- TASK REQUIREMENTS -
Starting with the line that mentions "-184,6 +184,18 @@", repeat each line verbatim until the entries end, both ends included.

Start of SUPPLIED DATA

PR #4457, opened 2020-09-23
Bridge interface Captive Portal validation. Issue #6528

vktg:
- [X] Redmine Issue: https://redmine.pfsense.org/issues/6528
- [X] Ready for review

Captive Portal cannot be used on a bridge member interface and vise versa

### DIFF
--- a/src/usr/local/www/interfaces_bridge_edit.php
+++ b/src/usr/local/www/interfaces_bridge_edit.php
@@ -184,6 +184,18 @@ if ($_POST['save']) {
 		$input_errors[] = gettext("At least one member interface must be selected for a bridge.");
 	}
 
+	if (is_array($_POST['members']) && is_array($config['captiveportal'])) {
+		foreach ($_POST['members'] as $member) {
+			foreach ($config['captiveportal'] as $cp) {
+				if (in_array($member, explode(',', $cp['interface']))) {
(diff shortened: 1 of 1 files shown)


jim-p (approved):

src/usr/local/www/interfaces_bridge_edit.php
```diff
@@ -184,6 +184,20 @@ function is_aoadv_used($pconfig) {
 		$input_errors[] = gettext("At least one member interface must be selected for a bridge.");
 	}
 
+	if (is_array($_POST['members']) && is_array($config['captiveportal'])) {
+		foreach ($_POST['members'] as $member) {
+			foreach ($config['captiveportal'] as $cp) {
+				foreach (explode(',', $cp['interface']) as $cpint) {
+					if ($member == $cpint) {
```
rbgarga, line 191: This last foreach + if could be replaced by a single statement like this:

`if (in_array($member, explode(',', $cp['interface']))`

rbgarga (changes requested):

src/usr/local/www/interfaces_bridge_edit.php
vktg: Thanks, replaced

End of SUPPLIED DATA

- RESULT OF THE TASK -
@@ -184,6 +184,18 @@ if ($_POST['save']) {
 		$input_errors[] = gettext("At least one member interface must be selected for a bridge.");
 	}
 
+	if (is_array($_POST['members']) && is_array($config['captiveportal'])) {
+		foreach ($_POST['members'] as $member) {
+			foreach ($config['captiveportal'] as $cp) {
+				if (in_array($member, explode(',', $cp['interface']))) {
(diff shortened: 1 of 1 files shown)


jim-p (approved):

src/usr/local/www/interfaces_bridge_edit.php
```diff
@@ -184,6 +184,20 @@ function is_aoadv_used($pconfig) {
 		$input_errors[] = gettext("At least one member interface must be selected for a bridge.");
 	}
 
+	if (is_array($_POST['members']) && is_array($config['captiveportal'])) {
+		foreach ($_POST['members'] as $member) {
+			foreach ($config['captiveportal'] as $cp) {
+				foreach (explode(',', $cp['interface']) as $cpint) {
+					if ($member == $cpint) {
```
rbgarga, line 191: This last foreach + if could be replaced by a single statement like this:

`if (in_array($member, explode(',', $cp['interface']))`

rbgarga (changes requested):

src/usr/local/www/interfaces_bridge_edit.php
vktg: Thanks, replaced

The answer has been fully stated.